*Task statement:* Each line from the one containing "element list, etc." to the end of the entries is to be repeated exactly, and no other line.

<<<<

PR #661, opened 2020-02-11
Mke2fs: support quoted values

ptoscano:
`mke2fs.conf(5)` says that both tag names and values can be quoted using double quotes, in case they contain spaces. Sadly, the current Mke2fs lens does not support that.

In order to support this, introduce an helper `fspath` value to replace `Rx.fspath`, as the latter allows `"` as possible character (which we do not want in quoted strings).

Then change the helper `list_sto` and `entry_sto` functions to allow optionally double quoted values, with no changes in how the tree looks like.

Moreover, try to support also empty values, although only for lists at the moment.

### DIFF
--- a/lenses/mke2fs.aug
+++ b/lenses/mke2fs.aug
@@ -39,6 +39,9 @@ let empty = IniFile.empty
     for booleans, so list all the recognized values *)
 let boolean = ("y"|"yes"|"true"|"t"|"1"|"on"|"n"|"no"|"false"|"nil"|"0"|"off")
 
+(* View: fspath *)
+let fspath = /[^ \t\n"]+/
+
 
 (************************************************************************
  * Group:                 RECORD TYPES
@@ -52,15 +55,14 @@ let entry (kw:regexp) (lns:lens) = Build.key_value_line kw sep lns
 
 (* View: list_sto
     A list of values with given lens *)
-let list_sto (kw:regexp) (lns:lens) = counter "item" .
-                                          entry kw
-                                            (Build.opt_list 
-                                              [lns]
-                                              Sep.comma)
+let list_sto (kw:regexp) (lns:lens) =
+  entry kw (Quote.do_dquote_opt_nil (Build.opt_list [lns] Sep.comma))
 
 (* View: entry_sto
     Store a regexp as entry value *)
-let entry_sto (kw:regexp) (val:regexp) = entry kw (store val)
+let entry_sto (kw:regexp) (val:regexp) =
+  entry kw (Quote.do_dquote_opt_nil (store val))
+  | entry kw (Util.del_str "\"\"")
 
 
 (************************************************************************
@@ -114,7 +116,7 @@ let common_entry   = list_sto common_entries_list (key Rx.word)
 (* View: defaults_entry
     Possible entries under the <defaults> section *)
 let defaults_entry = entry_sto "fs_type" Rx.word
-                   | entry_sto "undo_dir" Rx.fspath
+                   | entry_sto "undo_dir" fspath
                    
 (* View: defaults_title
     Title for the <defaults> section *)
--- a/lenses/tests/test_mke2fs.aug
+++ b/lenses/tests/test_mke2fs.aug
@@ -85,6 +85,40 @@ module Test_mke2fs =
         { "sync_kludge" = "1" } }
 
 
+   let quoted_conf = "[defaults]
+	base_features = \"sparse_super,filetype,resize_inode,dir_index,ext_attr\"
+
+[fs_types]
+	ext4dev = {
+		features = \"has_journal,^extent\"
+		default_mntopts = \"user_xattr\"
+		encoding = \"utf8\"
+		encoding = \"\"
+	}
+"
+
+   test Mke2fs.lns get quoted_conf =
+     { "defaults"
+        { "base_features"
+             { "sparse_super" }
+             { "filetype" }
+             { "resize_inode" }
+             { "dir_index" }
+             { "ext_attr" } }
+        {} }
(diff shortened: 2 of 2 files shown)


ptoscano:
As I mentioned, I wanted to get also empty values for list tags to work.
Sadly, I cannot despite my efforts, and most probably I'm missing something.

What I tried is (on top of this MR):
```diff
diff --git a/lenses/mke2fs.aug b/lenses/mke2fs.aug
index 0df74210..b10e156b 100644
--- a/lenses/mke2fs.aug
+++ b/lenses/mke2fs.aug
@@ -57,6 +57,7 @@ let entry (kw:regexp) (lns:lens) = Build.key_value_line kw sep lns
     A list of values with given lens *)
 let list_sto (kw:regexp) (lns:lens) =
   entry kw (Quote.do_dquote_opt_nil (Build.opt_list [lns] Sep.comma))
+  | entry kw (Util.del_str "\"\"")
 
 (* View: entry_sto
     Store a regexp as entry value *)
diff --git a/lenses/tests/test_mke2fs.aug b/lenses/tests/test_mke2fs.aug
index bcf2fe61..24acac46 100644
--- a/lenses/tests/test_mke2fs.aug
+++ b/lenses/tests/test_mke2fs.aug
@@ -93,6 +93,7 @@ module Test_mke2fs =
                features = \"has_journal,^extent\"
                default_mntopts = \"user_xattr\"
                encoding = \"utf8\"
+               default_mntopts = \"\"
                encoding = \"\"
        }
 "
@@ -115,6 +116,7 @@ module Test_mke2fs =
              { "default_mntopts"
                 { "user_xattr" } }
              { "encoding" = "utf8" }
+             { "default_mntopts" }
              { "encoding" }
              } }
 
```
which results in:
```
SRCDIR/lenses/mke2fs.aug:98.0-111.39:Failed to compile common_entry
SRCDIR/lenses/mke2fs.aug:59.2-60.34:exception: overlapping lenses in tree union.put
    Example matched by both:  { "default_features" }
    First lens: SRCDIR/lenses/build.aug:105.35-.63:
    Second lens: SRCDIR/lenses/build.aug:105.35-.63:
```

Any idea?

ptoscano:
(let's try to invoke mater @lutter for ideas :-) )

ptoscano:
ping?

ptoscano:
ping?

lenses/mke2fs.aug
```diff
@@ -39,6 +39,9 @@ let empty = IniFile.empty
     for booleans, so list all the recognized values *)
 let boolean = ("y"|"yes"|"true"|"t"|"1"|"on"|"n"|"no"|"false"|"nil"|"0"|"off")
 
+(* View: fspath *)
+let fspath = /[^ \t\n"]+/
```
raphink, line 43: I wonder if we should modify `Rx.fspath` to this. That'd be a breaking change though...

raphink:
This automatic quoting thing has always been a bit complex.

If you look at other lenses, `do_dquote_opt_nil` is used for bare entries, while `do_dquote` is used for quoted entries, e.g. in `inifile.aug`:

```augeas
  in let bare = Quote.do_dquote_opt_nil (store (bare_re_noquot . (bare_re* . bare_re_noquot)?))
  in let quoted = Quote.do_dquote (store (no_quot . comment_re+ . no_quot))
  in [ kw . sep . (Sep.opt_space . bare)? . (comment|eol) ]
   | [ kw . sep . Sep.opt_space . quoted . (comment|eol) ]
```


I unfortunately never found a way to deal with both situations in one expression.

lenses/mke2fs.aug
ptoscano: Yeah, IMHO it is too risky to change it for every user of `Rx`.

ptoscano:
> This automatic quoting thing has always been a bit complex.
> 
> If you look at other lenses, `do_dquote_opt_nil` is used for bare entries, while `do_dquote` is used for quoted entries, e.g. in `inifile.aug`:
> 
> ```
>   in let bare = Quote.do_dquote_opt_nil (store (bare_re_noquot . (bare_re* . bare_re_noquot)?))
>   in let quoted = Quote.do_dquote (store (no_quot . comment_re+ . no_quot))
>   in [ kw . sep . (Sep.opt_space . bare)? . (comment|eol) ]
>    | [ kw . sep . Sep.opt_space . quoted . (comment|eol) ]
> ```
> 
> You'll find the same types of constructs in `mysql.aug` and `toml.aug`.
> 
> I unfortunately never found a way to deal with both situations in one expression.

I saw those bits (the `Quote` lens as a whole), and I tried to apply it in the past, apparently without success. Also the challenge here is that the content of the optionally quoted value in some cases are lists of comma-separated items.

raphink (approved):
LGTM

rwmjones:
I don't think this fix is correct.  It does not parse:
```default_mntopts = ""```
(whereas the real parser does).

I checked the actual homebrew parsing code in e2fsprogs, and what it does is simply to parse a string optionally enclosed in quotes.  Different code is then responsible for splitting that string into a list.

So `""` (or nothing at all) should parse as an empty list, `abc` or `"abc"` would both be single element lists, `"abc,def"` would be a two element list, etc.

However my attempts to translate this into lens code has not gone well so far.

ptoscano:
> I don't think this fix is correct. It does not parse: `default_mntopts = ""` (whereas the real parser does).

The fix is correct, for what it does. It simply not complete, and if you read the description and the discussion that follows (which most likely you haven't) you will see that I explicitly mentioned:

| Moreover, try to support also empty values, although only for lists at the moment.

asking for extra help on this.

>>>>

*Expected answer:*
So `""` (or nothing at all) should parse as an empty list, `abc` or `"abc"` would both be single element lists, `"abc,def"` would be a two element list, etc.

However my attempts to translate this into lens code has not gone well so far.

ptoscano:
> I don't think this fix is correct. It does not parse: `default_mntopts = ""` (whereas the real parser does).

The fix is correct, for what it does. It simply not complete, and if you read the description and the discussion that follows (which most likely you haven't) you will see that I explicitly mentioned:

| Moreover, try to support also empty values, although only for lists at the moment.

asking for extra help on this.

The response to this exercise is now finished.